6. The system of claim 2, wherein properties of the device object are selected from the group consisting of an identification of the device object, a name of the device object, and a description of the device object.

7. The system of claim 2, wherein properties of the device object are selected from the group consisting of a number of physical inputs to the first level controller, a number of analog outputs to the first level controller, a number of TriState outputs to the first level controller, a maximum number of logical element objects to the first level controller, and a maximum number of data objects to the first level controller.

8. The system of claim 3, wherein properties of the data object are selected from the group consisting of an identification of the data object, a name of the data object, and a description of the data object.

9. The system of claim 3, wherein properties of the data object are selected from the group consisting of a type of the data object for specifying if the data object is utilized for storing analog or binary data, a value, an initial value, and type of units stored by the data object.

10. The system of claim 1, wherein properties of the logical element object are selected from the group consisting of an identification of the logical element object, a name of the logical element object, and a description of the logical element object.

11. The system of claim 1, wherein properties of the logical element object are selected from the group consisting of a next property storing identification of another object that is to be called after execution of the current logical element object, a type of logical element object, at least one input property, at least one output property, and an output units property.

12. A first level controller containing software therein, wherein the software is the intersection of program code and objects, and wherein objects of the software comprise:

at least one logical element object defining functionality to be performed by the first level controller,

13. The first level controller of claim 12, further comprising at least one device object summarizing properties of the first level controller and limits of the first level controller.
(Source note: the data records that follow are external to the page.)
PR #168, opened 2020-04-28
Muting API

khushbr:
Description of changes: The RcaController thread will check the muted_rcas.conf file and update the Analysis Graph for muted RCAs. Plugged into existing code to disable reading metrics if node is Muted.

    Added UTs
    Incoporated PR Feedback

The API behavior : The API will be invoked with full list of RCAs that are expected to be muted. The input will be provided as a comma separated string, similar to "CPU_Utilization, Heap_AllocRate". The API implementation takes care of validating the RCA names provided in the input and any leading/trailing spaces.

    If API is invoked with at least 1 valid RCA, the muted RCA Graph is updated to retain only this valid RCA(s).
    If API is invoked with an empty string, the muted RCA Graph is updated and all previous existing RCAs in the graph are removed.
    If API is invoked with an all invalid RCAs, no action is taken.

Tests: UT, Dev Stack Testing

### DIFF
--- a/src/main/java/com/amazon/opendistro/elasticsearch/performanceanalyzer/rca/RcaController.java
+++ b/src/main/java/com/amazon/opendistro/elasticsearch/performanceanalyzer/rca/RcaController.java
@@ -286,7 +286,7 @@ public class RcaController {
 
         Set<String> graphNodeNames = new HashSet<>();
         RcaUtil.getAnalysisGraphComponents(rcaConf).forEach(
-                connectedComponent -> connectedComponent.addNodeNames(graphNodeNames));
+                connectedComponent -> graphNodeNames.addAll(connectedComponent.getNodeNames()));
 
         // Update rcasForMute to retain only valid RCAs
         rcasForMute.retainAll(graphNodeNames);
--- a/src/main/java/com/amazon/opendistro/elasticsearch/performanceanalyzer/rca/RcaController.java
+++ b/src/main/java/com/amazon/opendistro/elasticsearch/performanceanalyzer/rca/RcaController.java
@@ -284,18 +284,14 @@ public class RcaController {
         Set<String> rcasForMute = new HashSet<>(rcaConf.getMutedRcaList());
         LOG.info("RCAs provided for muting : {}", rcasForMute);
 
-        Set<String> graphNodeNames = new HashSet<>();
-        RcaUtil.getAnalysisGraphComponents(rcaConf).forEach(
-                connectedComponent -> graphNodeNames.addAll(connectedComponent.getNodeNames()));
-
         // Update rcasForMute to retain only valid RCAs
-        rcasForMute.retainAll(graphNodeNames);
+        rcasForMute.retainAll(ConnectedComponent.getNodeNames());
 
         // If rcasForMute post validation is empty but rcaConf.getMutedRcaList() is not empty
         // all the input RCAs are incorrect, return.
         if (rcasForMute.isEmpty() && !rcaConf.getMutedRcaList().isEmpty()) {
-          LOG.error("Incorrect RCA(s): {}, cannot be muted. Valid RCAs: {}",
-                  rcaConf.getMutedRcaList(), graphNodeNames);
+          LOG.error("Incorrect RCA(s): {}, cannot be muted. Valid RCAs: {}, Muted RCAs: {}",
+                  rcaConf.getMutedRcaList(), ConnectedComponent.getNodeNames(), Stats.getInstance().getMutedGraphNodes());
           return;
         }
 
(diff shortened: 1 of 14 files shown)


src/main/java/com/amazon/opendistro/elasticsearch/performanceanalyzer/rca/framework/core/ConnectedComponent.java
```diff
@@ -114,4 +117,10 @@ public void addLeafNode(Node node) {
     }
     return dependencyOrderedNodes;
   }
+
+  public Set<String> getNodeNames() {
+    getAllNodes();
```
yojs, line 122: `getAllNodes()` is an expensive call. It should only be called if `nodeNames` is uninitialized.

src/main/java/com/amazon/opendistro/elasticsearch/performanceanalyzer/rca/RcaController.java
```diff
@@ -253,6 +261,51 @@ private void readRcaEnabledFromConf() {
...
+    // refresh the `muted-rcas` value from rca config file.
+    long lastModifiedTimeInMillisOnDisk = rcaConf.getLastModifiedTime();
+    if (lastModifiedTimeInMillisOnDisk > lastModifiedTimeInMillisInMemory) {
+      try {
+        Set<String> rcasForMute = new HashSet<>(rcaConf.getMutedRcaList());
+        LOG.info("RCAs provided for muting : {}", rcasForMute);
+
+        Set<String> graphNodeNames = new HashSet<>();
+        RcaUtil.getAnalysisGraphComponents(rcaConf).forEach(
+                connectedComponent -> graphNodeNames.addAll(connectedComponent.getNodeNames()));
```
yojs, line 289: I don't get it, why can't we just call `getNodeNames()` instead of calling the expensive method `getAnalysisGraphComponents` ?

src/main/java/com/amazon/opendistro/elasticsearch/performanceanalyzer/rca/RcaController.java
```diff
@@ -253,6 +261,51 @@ private void readRcaEnabledFromConf() {
...
+
+        // Update rcasForMute to retain only valid RCAs
+        rcasForMute.retainAll(graphNodeNames);
```
yojs, line 292: Ideally this one should be:
`rcasForMute.retainAll(getNodeNames());`, right ?

src/main/java/com/amazon/opendistro/elasticsearch/performanceanalyzer/rca/RcaController.java
```diff
@@ -253,6 +261,51 @@ private void readRcaEnabledFromConf() {
...
+
+        // If rcasForMute post validation is empty but rcaConf.getMutedRcaList() is not empty
+        // all the input RCAs are incorrect, return.
+        if (rcasForMute.isEmpty() && !rcaConf.getMutedRcaList().isEmpty()) {
+          LOG.error("Incorrect RCA(s): {}, cannot be muted. Valid RCAs: {}",
```
ktkrg, line 297: nit: suggest renaming this(and other instances) to node muting instead of rca muting. We're not restricting this to just rca nodes anywhere.

src/main/java/com/amazon/opendistro/elasticsearch/performanceanalyzer/rca/framework/core/ConnectedComponent.java
khushbr: With current implementation, we are returning `nodeNames` without making the null check. If the `nodeNames` is not populated, then it should fail.

src/main/java/com/amazon/opendistro/elasticsearch/performanceanalyzer/rca/RcaController.java
khushbr: Agreed, so now we are maintaining a set which gets populated at the time of graph creation and is accessible via `getNodeNames()`

src/main/java/com/amazon/opendistro/elasticsearch/performanceanalyzer/rca/RcaController.java
khushbr: Done.

src/main/java/com/amazon/opendistro/elasticsearch/performanceanalyzer/rca/framework/core/ConnectedComponent.java
```diff
@@ -29,12 +29,11 @@
 
   /* The elements in the inner list can be executed in parallel. Two inner lists have to be executed in order. */
   private List<List<Node<?>>> dependencyOrderedNodes;
-  private Set<String> nodeNames;
+  private static Set<String> nodeNames = new HashSet<>();
   private int graphId;
 
   public Set<Node<?>> getAllNodes() {
     Set<Node<?>> traversed = new HashSet<>();
-    nodeNames = new HashSet<>();
```
yojs: I don't see where we are filling the set up ?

14. The first level controller of claim 12, further comprising at least one data object, wherein the data object is a storage location for data to be stored and accessed at a future period in accordance with functionality of the logical element object.
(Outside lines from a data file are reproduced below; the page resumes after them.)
PR #173, opened 2020-04-29
Adding NPE Fix during RCA controller start up

khushbr:
*Issue #, if available:* https://github.com/opendistro-for-elasticsearch/performance-analyzer-rca/issues/172

*Description of changes:*
1. Added the rcaConf null check under `readAndUpdateMutesRcas()`
2. Moved the invocation of `readAndUpdateMutesRcas()` to after rcaConf initialization and rcaScheduler restart in `updateRcaState()`

*Tests:* Added a UT to check the NPE condition for rcaConf

### DIFF
--- a/src/main/java/com/amazon/opendistro/elasticsearch/performanceanalyzer/rca/RcaController.java
+++ b/src/main/java/com/amazon/opendistro/elasticsearch/performanceanalyzer/rca/RcaController.java
@@ -225,6 +225,12 @@ public class RcaController {
         }
         updateRcaState();
 
+        // If RCA is enabled, update Analysis graph with Muted RCAs value
+        if (rcaEnabled) {
+          LOG.debug("Updating Analysis Graph with Muted RCAs");
+          readAndUpdateMutesRcas();
+        }
+
         long duration = System.currentTimeMillis() - startTime;
         if (duration < rcaStateCheckIntervalMillis) {
           Thread.sleep(rcaStateCheckIntervalMillis - duration);
@@ -261,12 +267,6 @@ public class RcaController {
             rcaEnabled = rcaEnabledDefaultValue;
           }
         });
-
-    // If RCA is enabled, update Analysis graph with Muted RCAs value
-    if (rcaEnabled) {
-      LOG.debug("Updating Analysis Graph with Muted RCAs");
-      readAndUpdateMutesRcas();
-    }
   }
 
   /**
@@ -276,6 +276,11 @@ public class RcaController {
    * <p>In case all the RCAs in param value are incorrect, return without any update.
    */
   private void readAndUpdateMutesRcas() {
+    if (rcaConf == null) {
+      LOG.error("RCA Conf: {} null, returning.", rcaConf);
+      return;
+    }
+
     // If the rca config file has been updated since the lastModifiedTimeInMillisInMemory in memory,
     // refresh the `muted-rcas` value from rca config file.
     long lastModifiedTimeInMillisOnDisk = rcaConf.getLastModifiedTime();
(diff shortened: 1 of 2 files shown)


src/main/java/com/amazon/opendistro/elasticsearch/performanceanalyzer/rca/RcaController.java
```diff
@@ -276,6 +276,11 @@ private void readRcaEnabledFromConf() {
    * <p>In case all the RCAs in param value are incorrect, return without any update.
    */
   private void readAndUpdateMutesRcas() {
+    if (rcaConf == null) {
```
yojs, line 279: In what case can this be `null` ? This shouldn't ever be null. RCA system depends on this config. Scheduler etc. cannot even start when this is null.

khushbr: The [rca config is initialized](https://github.com/opendistro-for-elasticsearch/performance-analyzer-rca/blob/master/src/main/java/com/amazon/opendistro/elasticsearch/performanceanalyzer/rca/RcaController.java#L146) in the `start()` as part of [`updateRcaState()`](https://github.com/opendistro-for-elasticsearch/performance-analyzer-rca/blob/master/src/main/java/com/amazon/opendistro/elasticsearch/performanceanalyzer/rca/RcaController.java#L334) invocation. 

The readAndUpdateMutesRcas() is invoked from [`readRcaEnabledFromConf()`](https://github.com/opendistro-for-elasticsearch/performance-analyzer-rca/blob/master/src/main/java/com/amazon/opendistro/elasticsearch/performanceanalyzer/rca/RcaController.java#L250), which happens before the `updateRcaState()`call, thus leading to NPE.

src/main/java/com/amazon/opendistro/elasticsearch/performanceanalyzer/rca/RcaController.java
```diff
@@ -225,6 +225,12 @@ public void run() {
         }
         updateRcaState();
 
+        // If RCA is enabled, update Analysis graph with Muted RCAs value
+        if (rcaEnabled) {
+          LOG.debug("Updating Analysis Graph with Muted RCAs");
+          readAndUpdateMutesRcas();
```
yojs, line 231: This call has to be before `updateRcaState` as `updateRcaState` starts the scheduler. The scheduler is started, then it might start its run anytime. Therefore, in theory, it might execute the muted RCA node before coming around to it. Therefore, my suggestion, is move this call before `updateRcaState` this will also require adjusting the call to `rcaConf = RcaControllerHelper.pickRcaConfForRole(currentRole);`

src/main/java/com/amazon/opendistro/elasticsearch/performanceanalyzer/rca/RcaController.java
```diff
@@ -297,11 +297,11 @@ private void readAndUpdateMutesRcas() {
 
         LOG.info("Updating the muted RCA Graph to : {}", rcasForMute);
         Stats.getInstance().updateMutedGraphNodes(rcasForMute);
-      } catch (Exception e) {
-        LOG.error("Couldn't read/update the muted RCAs.", e);
       }
+      lastModifiedTimeInMillisInMemory = lastModifiedTimeInMillisOnDisk;
+    } catch (Exception e) {
+        LOG.error("Couldn't read/update the muted RCAs.", e);
```
yojs, line 303: You might want to emit a metric here. If we really expect never for this to happen, then we should emit a domain level metric and add it to the dashboard.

15. The first level controller of claim 13, wherein properties of the device object are selected from the group consisting of an identification of the device object, a name of the device object, and a description of the device object.

16. The first level controller of claim 13, wherein properties of the device object are selected from the group consisting of a number of physical inputs to the first level controller, a number of analog outputs to the first level controller, a number of TriState outputs to the first level controller, a maximum number of logical element objects to the first level controller, and a maximum number of data objects to the first level controller.

17. The first level controller of claim 14, wherein properties of the data object are selected from the group consisting of an identification of the data object, a name of the data object, and a description of the data object.

18. The first level controller of claim 14, wherein properties of the data object are selected from the group consisting of a type of the data object for specifying if the data object is utilized for storing analog or binary data, a value, an initial value, and type of units stored by the data object.

19. The first level controller of claim 12, wherein properties of the logical element object are selected from the group consisting of an identification of the logical element object, a name of the logical element object, and a description of the logical element object.

20. The first level controller of claim 12, wherein properties of the logical element object are selected from the group consisting of a next property storing identification of another object that is to be called after execution of the current logical element object, a type of logical element object, at least one input property, at least one output property, and an output units property.